WHAT YOU WILL DO: Check every line of the data for the word "string", and copy those that have it.
____
Issue #2206, opened 2021-05-16
BUG: When Plugin enabled, search in Google Web Stories plugin is broken


olegcarguy:
**Describe the bug**
When creating a new web story using the Google Web Stories plugin, the plugin has a search field where the admin can search the media library for photos.  The search breaks and returns zero results from the media library.

**Steps to Reproduce**

1. Enable ElasticSearch plugin
2. Create a new web story via this plugin: https://wordpress.org/plugins/web-stories/
3. Search for a photo to import from the media library using a search term
4. See no results

**Expected behavior**
Correct results from media library search

**Screenshots**
GIF showing problem:
![QdMKgh74tX](https://user-images.githubusercontent.com/29559821/118386614-54806580-b5de-11eb-8f95-f2e1c1a6bacb.gif)
GIF showing the same search term showing results without the ElasticSearch plugin enabled:
![PwtBzDstcO](https://user-images.githubusercontent.com/29559821/118386739-3cf5ac80-b5df-11eb-8a2a-36a082bb694a.gif)

**Environment information**
WordPress version: 5.6.1
 
 - ElasticPress version: 3.5.6
 - Elasticsearch version: 7.9.0
 - Where do you host your Elasticsearch server? self-hosted
 - What ElasticPress features do you have currently active? Post Search, Users, Terms

felipeelia:
There is a chance it is related to https://github.com/10up/ElasticPress/issues/1604

felipeelia:
Hi @olegcarguy, now that #2222 is merged, can you please check if you are still able to reproduce the problem while using the code in the `develop` branch? Thanks.

landbryo:
This issue still exists. In the case that users don't want to enable Protected Content as a workaround, this seems to do the trick:
```php
add_filter( 'ep_is_integrated_request', function ( $is_integrated ) {
	if ( ! empty( $_REQUEST['search'] ) && ! empty( $_REQUEST['_web_stories_envelope'] ) ) {
		$is_integrated = false;
	}

	return $is_integrated;
}, 20 );
```
The Web Stories media search request looks like:
`http://localhost/wp-json/web-stories/v1/media/?per_page=50&page=1&_web_stories_envelope=true&search=feature&_locale=user`

PR #2222, opened 2021-05-31
Fix post_mime_type argument

Rahmon:
### Description of the Change

This change updates the plugin to handle `post_mime_type` argument when it has an array with a MIME type without the subtype i.e `image` instead of `image/png`.

### Benefits

It's possible to search images when using the Gutenberg editor or Web Stories plugin.

### Verification Process

1. Enable document indexing
2. Enable admin and AJAX via `ep_admin_wp_query_integration` and `ep_ajax_wp_query_integration`
3. Edit a post with the block editor
4. Add a new image block to bring up the media modal
5. Use the search bar to search for an image
6. See the image

### Checklist:

### Applicable Issues

Closes: #1604 #2206

### Changelog Entry

Fixed post_mime_type argument issue when it has an array with a MIME type without the subtype

### DIFF
--- a/includes/classes/Indexable/Post/Post.php
+++ b/includes/classes/Indexable/Post/Post.php
@@ -998,7 +998,10 @@ class Post extends Indexable {
 				$args_post_mime_type = [];
 
 				foreach ( $args['post_mime_type'] as $mime_type ) {
-					// check if matches the MIME type pattern: type/subtype
+					/**
+					 * check if matches the MIME type pattern: type/subtype and
+					 * leave an empty string as posts, pages and CPTs don't have a MIME type
+					 */
 					if ( preg_match( '/^[-._a-z0-9]+\/[-._a-z0-9]+$/i', $mime_type ) || empty( $mime_type ) ) {
 						$args_post_mime_type[] = $mime_type;
 					} else {
--- a/includes/classes/Indexable/Post/Post.php
+++ b/includes/classes/Indexable/Post/Post.php
@@ -999,7 +999,7 @@ class Post extends Indexable {
 
 				foreach ( $args['post_mime_type'] as $mime_type ) {
 					// check if matches the MIME type pattern: type/subtype
-					if ( preg_match( '/^[-._a-z0-9]+\/[-._a-z0-9]+$/i', $mime_type ) ) {
+					if ( preg_match( '/^[-._a-z0-9]+\/[-._a-z0-9]+$/i', $mime_type ) || empty( $mime_type ) ) {
 						$args_post_mime_type[] = $mime_type;
 					} else {
 						$filtered_mime_type_by_type = wp_match_mime_types( $mime_type, wp_get_mime_types() );
--- a/includes/classes/Indexable/Post/Post.php
+++ b/includes/classes/Indexable/Post/Post.php
@@ -994,9 +994,23 @@ class Post extends Indexable {
 		 */
 		if ( ! empty( $args['post_mime_type'] ) ) {
 			if ( is_array( $args['post_mime_type'] ) ) {
+
+				$args_post_mime_type = [];
+
+				foreach ( $args['post_mime_type'] as $mime_type ) {
+					// check if matches the MIME type pattern: type/subtype
+					if ( preg_match( '/^[-._a-z0-9]+\/[-._a-z0-9]+$/i', $mime_type ) ) {
+						$args_post_mime_type[] = $mime_type;
+					} else {
+						$filtered_mime_type_by_type = wp_match_mime_types( $mime_type, wp_get_mime_types() );
+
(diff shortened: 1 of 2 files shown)


includes/classes/Indexable/Post/Post.php
```diff
@@ -994,9 +994,23 @@ function( $tax_query ) use ( $args ) {
 		 */
 		if ( ! empty( $args['post_mime_type'] ) ) {
 			if ( is_array( $args['post_mime_type'] ) ) {
+
+				$args_post_mime_type = [];
+
+				foreach ( $args['post_mime_type'] as $mime_type ) {
+					// check if matches the MIME type pattern: type/subtype
+					if ( preg_match( '/^[-._a-z0-9]+\/[-._a-z0-9]+$/i', $mime_type ) || empty( $mime_type ) ) {
```
felipeelia, line 1002: @Rahmon shouldn't we skip it if the `$mime_type` is empty?

tests/php/indexables/TestPost.php
```diff
@@ -3997,7 +4010,51 @@ public function testPostMimeTypeQuery() {
...
+		$this->assertContains( get_post_field( 'post_name', $attachment_id_1_jpeg ), $attachment_names );
+		$this->assertContains( get_post_field( 'post_name', $attachment_id_2_jpeg ), $attachment_names );
+		$this->assertContains( get_post_field( 'post_name', $attachment_id_3_pdf ), $attachment_names );
+		$this->assertContains( get_post_field( 'post_name', $attachment_id_4_png ), $attachment_names );
+
+		$args = array(
+			'ep_integrate'   => true,
+			'post_mime_type' => array(
+				'image/png',
+			),
```
felipeelia, line 4046: @Rahmon Can we also test when the dev sends a query with `post_mime_type` as a string?

includes/classes/Indexable/Post/Post.php
Rahmon: @felipeelia No. An empty MIME type is used when you're searching through posts and attachments. Hopefully, we have a test with this case because I didn't know either: https://github.com/10up/ElasticPress/blob/de9d2aeed1c77ec3996e36ef6809fcad3ae52d3e/tests/php/features/TestDocuments.php#L184

tests/php/indexables/TestPost.php
Rahmon: @felipeelia We already have a test for this case in the previous line: https://github.com/10up/ElasticPress/blob/de9d2aeed1c77ec3996e36ef6809fcad3ae52d3e/tests/php/indexables/TestPost.php#L3979

includes/classes/Indexable/Post/Post.php
felipeelia: @Rahmon sorry, I'm not sure I follow. How that `'post_type' => array( 'post', 'attachment' ),` is related to having something like this in the ES query:
```
'terms' => array(
	'post_mime_type' => [
		'image/jpeg',
		'',
	],
),
```

tests/php/indexables/TestPost.php
felipeelia: @Rahmon got it. I wonder if we shouldn't have `'post_mime_type' => 'image/jpeg', ` as well, just to keep track of how it behaves when the ES query becomes something like:
```
'regexp' => array(
	'post_mime_type' => 'image/jpeg.*',
),
```
(it seems to be what would happen [here](https://github.com/10up/ElasticPress/blob/c818a4769781ac5e0517166221b0a17439ac3a4e/includes/classes/Indexable/Post/Post.php#L1018)).

includes/classes/Indexable/Post/Post.php
Rahmon: @felipeelia Sorry for the inaccurate answer. When you have the Document feature enabled, the EP adds an empty string as a MIME type to allow querying non-attachments and attachments. So we need to keep the empty string. 

https://github.com/10up/ElasticPress/blob/de9d2aeed1c77ec3996e36ef6809fcad3ae52d3e/includes/classes/Feature/Documents/Documents.php#L169

felipeelia: Ah, now I got it, thanks @Rahmon! If you are touching that line again, do you mind adding a comment there?
```
// check if matches the MIME type pattern: type/subtype
// Leave an empty string as posts, pages, and CPTs don't have a post mime type
```
Something like that :)

Rahmon: Sure. Since this is counterintuitive is better to have a comment.

Thanks :pray:

Rahmon: @felipeelia comment updated.

tests/php/indexables/TestPost.php
Rahmon: @felipeelia I've added this case.

felipeelia (approved):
____
RESULT OF THIS TASK:
+					 * leave an empty string as posts, pages and CPTs don't have a MIME type
felipeelia, line 4046: @Rahmon Can we also test when the dev sends a query with `post_mime_type` as a string?
Rahmon: @felipeelia Sorry for the inaccurate answer. When you have the Document feature enabled, the EP adds an empty string as a MIME type to allow querying non-attachments and attachments. So we need to keep the empty string. 
// Leave an empty string as posts, pages, and CPTs don't have a post mime type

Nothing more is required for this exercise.